On June 26, attackers used CVE-2023-26360 to break into a server running Adobe ColdFusion version 2016.0.0.3.A web shell was installed on the vulnerable server, thanks to which malicious code was embedded in the ColdFusion settings file. The attackers also obtained an administrative username and password.
Later, hackers successfully deleted the files used in the attacks, which allowed them to hide their presence. They also created new files in the directory C:\IBM this provided additional disguise: in particular, a network scanner was launched from this folder, which hackers used to study the environment.
In both cases, however, the attacks were detected and blocked before the attackers extracted any data and penetrated deeper into the agency's subnets. The CISA also indicated that all compromised assets were removed from key networks within 24 hours.

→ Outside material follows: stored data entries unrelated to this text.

PR #695, opened 2018-10-03
Convert lint errors to warnings on dev server

bryfox:
This changes eslint errors to warnings on the dev server, so that the webview logs style violations to the console instead of stopping the show with the error overlay. Errors are still treated as errors everywhere else (build log, CI, IDE & local linting).

@wwqrd added this to Architect & I copied it in Server. It makes development easier while keeping the strict lint settings.


rebeccamadsen:
This seems okay to me.

PR #698, opened 2018-10-04
Fix error checking for certain protocol format issues

### LINKED ISSUE #673: If an edge is deleted from variable registry, it's still possible to add it in sociogram
Strictly speaking this is an invalid protocol and should be prevented in Architect.

When an edge type is deleted from the registry after being utilised in interfaces (in architect), this protocol still appears to work in NC.

Is this the right behaviour in NC (robustness principle)? These edges can also be exported.

Registry:
delete edge 1

Network:
delete edge 2

Export:
screen shot 2018-09-12 at 13 30 25

This will become a related issue once merged https://github.com/codaco/Architect/pull/214 - key becomes id, and name is a property in the registry.

### LINKED ISSUE #674: Name Generator with invalid node subject should fail with descriptive error message
Like #673, this is an invalid protocol and should be prevented in Architect.

When an node type is deleted from the registry after being utilised in interfaces (in architect), the following error appears in Name Generator:

delete node 1

 Sociogram appears to work:

delete node 2

Is this the right behaviour (for either) in NC (robustness principle)?

### LINKED ISSUE #675: Protocol without any stages should fail at the loading stage
Like #673 and #674 this is an invalid protocol and should be prevented in Architect.

Is this the right behaviour in NC?

permissive reading - no stages

bryfox:
Fixes #673. Fixes #674. Fixes #675.

This adds two points for validation to address the issues above.

- Adds a very basic validation step when loading a protocol. If no stages are defined, or the variableRegistry key is missing, loading will fail and the error dialog is displayed.
  - This can be replaced by [schema validation](https://github.com/codaco/Network-Canvas/pull/644) in the future
- Adds `assert` to selectors. Failures here manifest as a message on the ErrorBoundary. This is currently applied in the following cases:
  - If an interface requiring a node (subject) can't find the node definition in the registry
  - If an interface [sociogram] requiring an edge can't find the edge definition in the registry

Two other null checks were added to match the 'lenient-input' approach elsewhere in favor of explicit checks.

### DIFF
--- a/src/containers/NodePanels.js
+++ b/src/containers/NodePanels.js
@@ -119,13 +119,17 @@ class NodePanels extends PureComponent {
 const getNodesForDataSource = ({ nodes, existingNodes, externalData, dataSource }) => (
   dataSource === 'existing' ?
     existingNodes :
-    differenceBy(externalData[dataSource].nodes, nodes, nodePrimaryKeyProperty)
+    differenceBy(
+      externalData[dataSource] && externalData[dataSource].nodes,
+      nodes,
+      nodePrimaryKeyProperty,
+    )
 );
 
 const getOriginNodeIds = ({ existingNodes, externalData, dataSource }) => (
   dataSource === 'existing' ?
     map(existingNodes, nodePrimaryKeyProperty) :
-    map(externalData[dataSource].nodes, nodePrimaryKeyProperty)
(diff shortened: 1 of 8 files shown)


jthrilly:
This looks good to me. Ready to merge?

PR #711, opened 2018-10-10
Fix/reset linking state

### LINKED ISSUE #690: Node "linking" prop not reset on sociogram
If I reset the Sociogram while a node is in the "linking" state, then it remains in that state. Later clicking another node will create a network edge, though the edge may not be visible.

Steps:
1. Add nodes to network
2. Go to a sociogram which allows edge creation
3. Drag/drop 3 nodes from bucket
4. Click node 3
5. Click reset
6. Drag/drop 1 node from bucket
7. Click the dropped node

Observed: an edge is created in the network (between 1 & 3), but there is no indication to the user this happened.

rebeccamadsen:
Fixes #690. This resets the state for the sociogram's `connectFrom` link when "reset" button is clicked, so unintentional edges aren't created after a reset. Verification steps are in the issue.

### DIFF
--- a/src/containers/ConcentricCircles/ConcentricCircles.js
+++ b/src/containers/ConcentricCircles/ConcentricCircles.js
@@ -5,7 +5,7 @@ import NodeLayout from './NodeLayout';
 import EdgeLayout from './EdgeLayout';
 import Background from './Background';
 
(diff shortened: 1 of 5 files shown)


rebeccamadsen:
I could see that! We could do that here if there's time, or create an issue if that's preferred.

PR #59, opened 2020-07-07
Array manipulation  - add and remove

cjoshea9:
Created built in attribute in the design doc and updated the functionality here

### DIFF
--- a/code_to_gast/expression/py_expression.py
+++ b/code_to_gast/expression/py_expression.py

"Back in March, CISA ordered government agencies to install fixes by April 5, but the attacks described occurred in June, which means that CISA's instructions were ignored," says Anastasia Melnikova, Director of Information Security at SEQ. According to her, the vendor has released the necessary fixes and the agency responsible for informing and coordinating the installation of software updates has issued all the appropriate bulletins. "Now all responsibility lies with those institutions that did not take the time to correct the situation. Apparently, someone will be fired, " Anastasia Melnikova summed up.
According to CISA, these attacks were purely intelligence-based. It remains unknown whether the same hacker group acted in both cases, or whether they were different actors.
The new CISA guidelines suggest updating ColdFusion to the latest versions, as well as debugging network segmentation, installing firewalls, and configuring security policies so that only signed software can run.